Indexes are created on columns in tables or views. The index provides a fast way to look up data based on the values within those columns. For example, if you create an index on the primary key and then search for a row of data based on one of the primary key values, SQL Server first finds that value in the index, and then uses the index to quickly locate the entire row of data. Without the index, a table scan would have to be performed in order to locate the row, which can have a significant effect on performance.
You can create indexes on most columns in a table or a view. The exceptions are primarily those columns configured with large object (LOB) data types, such as image, text, and varchar(max). You can also create indexes on XML columns, but those indexes are slightly different from the basic index and are beyond the scope of this article. Instead, I’ll focus on those indexes that are implemented most commonly in a SQL Server database.
An index is made up of a set of pages (index nodes) that are organized in a B-tree structure. This structure is hierarchical in nature, with the root node at the top of the hierarchy and the leaf nodes at the bottom, as shown in Figure 1.
Figure 1: B-tree structure of a SQL Server index
When a query is issued against an indexed column, the query engine starts at the root node and navigates down through the intermediate nodes, with each layer of the intermediate level more granular than the one above. The query engine continues down through the index nodes until it reaches the leaf node. For example, if you’re searching for the value 123 in an indexed column, the query engine would first look in the root level to determine which page to reference in the top intermediate level. In this example, the first page points the values 1-100, and the second page, the values 101-200, so the query engine would go to the second page on that level. The query engine would then determine that it must go to the third page at the next intermediate level. From there, the query engine would navigate to the leaf node for value 123. The leaf node will contain either the entire row of data or a pointer to that row, depending on whether the index is clustered or nonclustered.
A clustered index stores the actual data rows at the leaf level of the index. Returning to the example above, that would mean that the entire row of data associated with the primary key value of 123 would be stored in that leaf node.
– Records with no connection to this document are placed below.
PR #335, opened 2017-08-17
fix RPM cross-compiling (OSX => amazonlinux/CentOS)

matthewmueller:
This change fixes an error you'll receive if you try building an RPM package on OSX and installing it on linux:

```
rpm is intended for a different operating system
```

From `fpm -h`, you'll see:

```
--rpm-os OS                   (rpm only) The operating system to target this rpm for. You want to set this to 'linux' if you are using fpm on OS X, for example
```

There's probably a more generic way of doing this, but for this use case the patch will work well.

### DIFF
--- a/pipeline/fpm/fpm.go
+++ b/pipeline/fpm/fpm.go
@@ -46,7 +46,7 @@ func (Pipe) Run(ctx *context.Context) error {
 			arch := archFor(platform)
 			for folder, binaries := range groups {
 				g.Go(func() error {
-					return create(ctx, format, folder, arch, binaries)
+					return create(ctx, format, folder, arch, platform, binaries)
 				})
 			}
 		}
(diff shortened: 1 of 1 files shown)


pipeline/fpm/fpm.go
```diff
@@ -99,6 +99,11 @@ func create(ctx *context.Context, format, folder, arch string, binaries []contex
 		options = append(options, "--conflicts", conflict)
 	}
 
+	// FPM requires --rpm-os=linux if your rpm target is linux
+	if format == "rpm" && strings.Contains(platform, "linux") {
```
caarlos0: we can remove the `strings.Contains(platform, "linux")`, as right now this we only call this func when the platform is linux. Check:

https://github.com/goreleaser/goreleaser/blob/658d46397f6f6913d767987ab21c2de4d8ed9681/pipeline/fpm/fpm.go#L41

We can then also remove the additional `platform` parameter.

caarlos0:
thanks for the PR!

I have just one small comment :)

caarlos0:
I'll fix it

matthewmueller:
ooo good catch and thanks for the merge!

PR #336, opened 2017-08-17
improved logs

caarlos0:
- following the same template of the other logs: `skipping because X`
- improved validation of snapcraft pipe

### DIFF
--- a/pipeline/snapcraft/snapcraft.go
+++ b/pipeline/snapcraft/snapcraft.go
@@ -19,6 +19,12 @@ import (
 // ErrNoSnapcraft is shown when snapcraft cannot be found in $PATH
 var ErrNoSnapcraft = errors.New("snapcraft not present in $PATH")
 
+// ErrNoDescription is shown when no description provided
+var ErrNoDescription = errors.New("no description provided for snapcraft")
+
+// ErrNoSummary is shown when no summary provided
+var ErrNoSummary = errors.New("no summary provided for snapcraft")
+
 // SnapcraftMetadata to generate the snap package
 type SnapcraftMetadata struct {
 	Name          string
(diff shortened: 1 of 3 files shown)


pipeline/snapcraft/snapcraft_test.go
```diff
@@ -17,24 +18,23 @@ func TestDescription(t *testing.T) {
 }
 
 func TestRunPipeMissingInfo(t *testing.T) {
-	for name, snap := range map[string]config.Snapcraft{
-		"missing summary": {
+	for eerr, snap := range map[error]config.Snapcraft{
```
elopio: why the extra `e` in `eerr`? Was that a typo, or some golang styling?

pipeline/snapcraft/snapcraft.go
```diff
@@ -48,13 +54,15 @@ func (Pipe) Description() string {
 
 // Run the pipe
 func (Pipe) Run(ctx *context.Context) error {
-	if ctx.Config.Snapcraft.Summary == "" {
-		log.Error("no snapcraft summary defined, skipping")
+	if ctx.Config.Snapcraft.Summary == "" && ctx.Config.Snapcraft.Description == "" {
+		log.Warn("skipping because no summary nor description were provided")
```
elopio: Now that you are returning errors, shouldn't this one be an error too?

caarlos0: yeah, I'll make that in another patch. I'm thinking about creating a global `SkipError` or something like that...

pipeline/snapcraft/snapcraft_test.go
caarlos0: `err` is already being used. `eerr` stand for `expected error`

elopio: There's only one thing I hate about go, and is the short variable names. It's so hard for me to parse them...
I'm +1 on this PR. Thanks!

caarlos0: @elopio yeah, I don't like it so much either, but it's ok for small methods IMHO...

thaks

PR #337, opened 2017-08-18
building rpm packages as well

caarlos0:
it fails on my macOS box, let's try on a linux :)


pipeline/fpm/fpm_test.go
```diff
@@ -80,7 +65,7 @@ func TestNoFPMInPath(t *testing.T) {
 	var ctx = &context.Context{
```
bpicode: Hint: one should supply a Version, otherwise fpm->rpmbuild will not work.

caarlos0: thanks, apparently that's why rpmbuild was failing!

PR #341, opened 2017-08-20
skip pipe as an error type and improved output

caarlos0:
- skipping a pipe is now an error type
- improved some logs
- improved snapcraft test coverage


elopio:
nice refactor! I like it thanks.

Late again, I'm sorry, I have been jumping between conferences.

caarlos0:
no problem, thanks for reviewing @elopio :)

PR #347, opened 2017-08-27
padronizing snapcraft packages name

### LINKED ISSUE #322: Name template for snap packages

caarlos0:
it bugs me that the names are different:

image

I was trying to solve it the wrong way on #329, this one is the right way :)

closes #322


caarlos0:
closes #322

PR #349, opened 2017-08-27
checksums name template support

### LINKED ISSUE #343: Checksum file for each release?
Hi :)

Would it make sense to offer the option to generate one checksum file per archive within the dist folder? My use-case is that I'd like to simply rsync my local dist folder up to out assets server which might already contain other releases that are not available locally. In this case I'd pollute the shared checksums.txt file and potentially remove entries for it by accident.

caarlos0:
closes #343

### DIFF
--- a/.goreleaser.yml
+++ b/.goreleaser.yml
@@ -11,8 +11,10 @@ builds:
       - amd64
       - arm
       - arm64
+checksum:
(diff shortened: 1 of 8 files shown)


zerok:
Awesome! Thank you :D

Issue #3299, opened 2022-08-09
GitLab self-hosted 13.4.3 release link is a 404 link


laojianzi:
### What happened?

gitlab Self-hosted 13.4.3

release link `direct_asset_url` is a 404 link

### How can we reproduce this?

```yaml
project_name: test
gitlab_urls:
  api: https://domain/api/v4/
  download: https://domain
  skip_tls_verify: false
builds:
  - id: test
    binary: test
    env: [CGO_ENABLED=0]
    goos:
      - linux
      - windows
      - darwin
    goarch:
      - amd64
      - arm64
snapshot:
  name_template: '{{ incpatch .Version }}'
archives:
  - name_template: "{{ .ProjectName }}_{{ .Version }}_{{ .Os }}_{{ .Arch }}"
    files:
      - none*
release:
  gitlab:
    owner: repo
    name: test
  disable: false
```

### goreleaser version

```bash
goreleaser version 1.10.3
commit: 315935aedc9908b078ae525b33ddb42b2fafcc54
built by: homebrew
goos: darwin
goarch: amd64
```

### GoReleaser Check

- [X] goreleaser check shows no errors

### Search

- [X] I did search for other open and closed issues before opening this.

### Code of Conduct

- [X] I agree to follow this project's Code of Conduct

### Additional context

If you edit the release in gitlab and save it without changing any data

`direct_asset_url` will become the same as `url` and will be a downloadable link

caarlos0:
> If you edit the release in gitlab and save it without changing any data
> 
> `direct_asset_url` will become the same as `url` and will be a downloadable link

this seems to indicate a gitlab issue, doesn't it?

laojianzi:
Sorry, I'm not sure if this is a Gitlab issue

What I know: 
- the repository is public
- my user rights are developer
- when I open this release page I get the download link as 
https://domain/repo/test/-/releases/v0.0.1/test_0.0.1_linux_arm64.tar.gz and this link will return 404 page

caarlos0:
which is the URL that works? You also mentioned in the original post something about the url changing when editing and saving the release... does the URL change then?

also, did this started to happen after a goreleaser or gitlab update?

laojianzi:
> which is the URL that works? You also mentioned in the original post something about the url changing when editing and saving the release... does the URL change then?

Editing process
**Before:**

[...]

PR #6645, opened 2026-06-02
fix(gitlab): add direct asset URL compatibility option

laojianzi:
## Summary

This adds an opt-in GitLab compatibility mode for release asset links through
`gitlab_urls.use_direct_asset_url`.

When enabled, GoReleaser sends the uploaded artifact URL as
`direct_asset_url` when creating GitLab release links, instead of asking GitLab
to derive the direct asset URL from `filepath` or `direct_asset_path`.

## Motivation

Some older GitLab Community Edition instances, including GitLab CE 13.4.3, may
accept release links successfully but generate broken direct asset URLs when the
direct URL is derived from an asset path. In that case, release links can appear
valid while the generated direct asset URLs return 404.

This addresses the compatibility case described in
#3299 while keeping the existing default behavior
unchanged.

## Changes

- Added `gitlab_urls.use_direct_asset_url` to the project configuration.
- Added a GitLab release-link creation path that sends `direct_asset_url`
  directly in the request body.
- Kept the existing `filepath` / `direct_asset_path` behavior as the default.
- Updated the JSON schema with the new option.
- Documented when and why to enable the compatibility option.
- Added tests for config loading and GitLab upload request behavior.

## Validation

```bash
go test ./internal/client ./pkg/config
```

### DIFF
--- a/internal/client/gitlab.go
+++ b/internal/client/gitlab.go
@@ -602,23 +602,7 @@ func (c *gitlabClient) Upload(
 			WithField("url", baseLinkURL).
 			Debug("uploaded file")
 
-		name := artifact.Name
-		filename := "/" + name
-		opt := &gitlab.CreateReleaseLinkOptions{
-			Name: &name,
-			URL:  &linkURL,
-		}
-		if c.isV17OrLater {
-			opt.DirectAssetPath = &filename
-		} else {
-			opt.FilePath = &filename
-		}
-
-		releaseLink, resp, err := c.client.ReleaseLinks.CreateReleaseLink(
-			projectID,
-			releaseID,
-			opt,
-		)
+		releaseLink, resp, err := c.createReleaseLink(ctx, projectID, releaseID, artifact.Name, linkURL)
 		if err != nil {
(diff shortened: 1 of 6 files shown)


caarlos0:
hey! thanks for the PR!

if we know which versions have this issue, we could check the server version and do the 'right' thing automatically... what do you think?

caarlos0:
on a second thought, gitlab 13.4.3 if from 2020 - is this fixed on newer gitlab versions? 

if so, IMHO, not really worth it doing this.

laojianzi:
> on a second thought, gitlab 13.4.3 if from 2020 - is this fixed on newer gitlab versions?仔细想想，如果是 2020 年的 GitLab 13.4.3 版本，那么这个问题在新版本的 GitLab 中是否已经修复了？
> 
> if so, IMHO, not really worth it doing this.如果真是这样，恕我直言，我觉得这么做不太值得。

Your decision is correct. I can resolve individual issues by using a fork. Thank you for your reply. I’ll close this PR now.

An important characteristic of the clustered index is that the indexed values are sorted in either ascending or descending order. As a result, there can be only one clustered index on a table or view. In addition, data in a table is sorted only if a clustered index has been defined on a table.
Note: A table that has a clustered index is referred to as a clustered table. A table that has no clustered index is referred to as a heap.
Unlike a clustered indexed, the leaf nodes of a nonclustered index contain only the values from the indexed columns and row locators that point to the actual data rows, rather than contain the data rows themselves. This means that the query engine must take an additional step in order to locate the actual data.
A row locator’s structure depends on whether it points to a clustered table or to a heap. If referencing a clustered table, the row locator points to the clustered index, using the value from the clustered index to navigate to the correct data row. If referencing a heap, the row locator points to the actual data row.
Nonclustered indexes cannot be sorted like clustered indexes; however, you can create more than one nonclustered index per table or view. SQL Server 2005 supports up to 249 nonclustered indexes, and SQL Server 2008 support up to 999. This certainly doesn’t mean you should create that many indexes. Indexes can both help and hinder performance, as I explain later in the article.
In addition to being able to create multiple nonclustered indexes on a table or view, you can also add included columns to your index. This means that you can store at the leaf level not only the values from the indexed column, but also the values from non-indexed columns. This strategy allows you to get around some of the limitations on indexes. For example, you can include non-indexed columns in order to exceed the size limit of indexed columns (900 bytes in most cases).